- Date: 25 June–1 July
- Edition: 2nd
- Category: ITF Women's Circuit
- Prize money: $100,000+H
- Surface: Grass
- Location: Southsea, United Kingdom

Champions

Singles
- Kirsten Flipkens

Doubles
- Kirsten Flipkens / Johanna Larsson
| Southsea Trophy |

= 2018 Fuzion 100 Southsea Trophy =

The 2018 Fuzion 100 Southsea Trophy was a professional tennis tournament played on outdoor grass courts. It was the second edition of the tournament and was part of the 2018 ITF Women's Circuit. It took place in Southsea, United Kingdom, on 25 June–1 July 2018.
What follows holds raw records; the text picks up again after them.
PR #5728, opened 2021-05-28
Extend color parser to accept hex strings containing alpha

cdruan:
Currently, `parseCSSColor()` does not recognize 4-digit or 8-digit hex code. This PR will:

* Allow the parser to recognize alpha channel in the hex codes.

* Stricter parsing--returns null if a hex string contains illegal characters. For example, `parseCSSColor("#0xa")` now returns null instead of [ 0, 0, 170, 1 ].


pmario:
@cdruan .. Why did you close this one? IMO it would be an improvement.

cdruan:
The modification touches the code from another repository, and based on https://github.com/Jermolene/TiddlyWiki5/pull/5849#issuecomment-873564867 and the inactivity, I thought I would remove it to de-clutter the PR list.

PR #5732, opened 2021-05-29
i18n(EditorPreview) translate difference view caption

joebordes:
a couple of missing translations I ran into while testing the es-ES translation


Jermolene:
Thanks @joebordes, catching snags like that is really helpful.

PR #5733, opened 2021-05-29
i18n(en-GB) apply grammarly recommendations found while translating es-ES

joebordes:


Jermolene:
Great stuff, @joebordes thank you!

PR #5742, opened 2021-06-01
Extend lookup operator to work with fields and indexes

joshuafontany:
I am creating a new PR for this, as the [old one](https://github.com/Jermolene/TiddlyWiki5/pull/5315) was reverted and no longer picks up changes from my branch. I have resolved the bug mentioned in that thread.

==Singles main draw entrants==
=== Seeds ===

| Country | Player | Rank^{1} | Seed |
|---|---|---|---|
| CRO | Petra Martić | 45 | 1 |
| BEL | Kirsten Flipkens | 48 | 2 |
| ROU | Monica Niculescu | 59 | 3 |
| SWE | Johanna Larsson | 63 | 4 |

- ^{1} Rankings as of 18 June 2018.

=== Other entrants ===
The following players received a wildcard into the singles main draw:
- GBR Katie Boulter
- GBR Gabriella Taylor

The following player received entry as an alternate:
- CZE Renata Voráčová

== Champions ==
===Singles===

- BEL Kirsten Flipkens def. GBR Katie Boulter, 6–4, 5–7, 6–3

===Doubles===

- BEL Kirsten Flipkens / SWE Johanna Larsson def. POL Alicja Rosolska / USA Abigail Spears, 6–4, 3–6, [11–9]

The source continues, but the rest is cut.